I also see a strong link here to Andrea Hawksley’s (2015) layered beverages. Just as Fisher uses beads to make the "impossible" tangible, Hawksley uses liquid density to make abstract ratios "tastable". Both authors are essentially arguing for an embodied mathematics, and the idea that our physical senses (touch for Fisher, taste for Hawksley) are legitimate tools for resolving mathematical paradoxes.
I think "linear" lesson plans are often the very thing that creates the "zombie" learners Karaali warns us about. I have definitely taken shortcuts before, like giving a formula for volume instead of letting students build the shapes. What I realized was that without that "twist", without the hands-on struggle, the students were just "reading" my math rather than "authoring" their own. Fisher’s work proves that sometimes you have to go around the structure "four times" before you truly understand where you started.
Hi Clementina, thanks for your summary and reflections. I noticed that your second stop was similar to my own, where the author/artist encountered moments of difficulty in the process. I completely agree with you that, as teachers, we need to honour the opportunities we have to recognize and learn from difficult moments and mistakes.
ReplyDeleteTo answer your question, I am not sure that a strictly linear lesson plan is viable in general. While pre-service teachers are often required to write lengthy lesson plans based on an imagined ideal classroom (I have written some extremely long ones myself), the moment they step into a real classroom, those plans can quickly be “jeopardized.” This also brings to mind questions of power and control. Traditional education, and its undeniable intertwining with systems of power, has led us to believe that a linear lesson plan is feasible and desirable.

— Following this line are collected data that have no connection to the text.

PR #139, opened 2019-06-01
Add cancel() operation for database request

thed636:
CANCEL OPERATION
===============

Sometimes you need to cancel request to a database due to operation time constraint. In case of closing connection, PostgreSQL backend will continue to execute request anyway. So to prevent such waste of database resources it is best practice to cancel the execution of the request by sending special command.

This PR enables such a feature via a standard underlying libpq function.

ASYNCHRONOUS CALL PROBLEM
========================

Since libpq's cancel operation implementation is synchronous only, the default behaviour is to execute the operation via `boost::asio::system_executor` in a separate thread for each call. User may specify own executor, to implement different strategy, e.g. cancel operation queue which would be handled in dedicated thread and so on.

The other solution is own asynchronous implementation of cancel protocol. For now this solution is less attractive because in long term it leads to tracking of protocol changes. I'd like to avoid such things.


thed636:
Updated for operation functors, but still needs integration tests. The only solution I see try to implement single row result mode and cancel the request between getting rows or something like this.

yagzalex (approved):

PR #141, opened 2019-06-07
Async initiate & error conditions

thed636:
Support async_initiate
=========

In Boost 1.70 Asio introduces a new version of the universal asynchronous interface which supports Coroutine TS. Fortunately this mechanism become a good basis for the failover framework via initiators. Initiator is a customisation point which allows to change execution strategy from straight forward to any of failover strategies.

Error Conditions
============

Set-up error conditions of the `sqlstate` error classes - now classes error conditions match to all of their errors. Introduce library error conditions `ozo::errc::code` to be useful in matching to failover conditions.


include/ozo/error.h
```diff
@@ -349,30 +354,59 @@ enum code {
...
 enum code {
-    ok,
-    sql_error,
-    connect_error,
-    transport_error,
-    database_readonly,
+    ok, //!< no error placeholder
+    connection_error, //!< connection-related error condition, incorporates ozo, libpq and Boost.Asio connection errors
+    database_readonly, //!< database in read-only state - useful to detect attempt of modify data on replica host
+    introspection_error, //<! errors related to objects serealisation/deserialization
```
dpotepalov: serealization -> serialization

include/ozo/error.h
```diff
@@ -731,4 +822,141 @@ inline const error_category& category() noexcept {
...
+        ozo::error::bad_object_size,
+        ozo::error::bad_array_size,
+        ozo::error::bad_array_dimension,
+        ozo::error::bad_composite_size,
+        ozo::error::unexpected_eof
+    );
+};
+
+template <>
+struct codes_for_condition<type_mismatch> {
```
dpotepalov, line 895: Why `type_mismatch` is not an introspection error? It fits into the category "could not translate the bytes DB sent us into an instance of user-supplied type", does it not?

thed636: Type mismatch could occur in case of database schema changed and the types get new OIDs, so in this case, simple reconnect should help and this error condition can be used to detect such a situation.

include/ozo/error.h
thed636: **Done**

yagzalex (approved):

That said, I do think there are necessary building blocks in mathematics that develop over time. For example, we must first understand what a triangle is before identifying different types of triangles, and only then can we determine which trigonometric functions are applicable. However, in terms of a day-to-day lesson plan, I do not think strict linearity is realistic. It is important to have key concepts and material that the teacher intends to cover—especially given the prescribed curriculum—but now more than ever, students are restless, and we must expect that lessons will not proceed perfectly or flawlessly.In doing so, we disrupt entrenched power dynamics that often shape traditional classroom structures.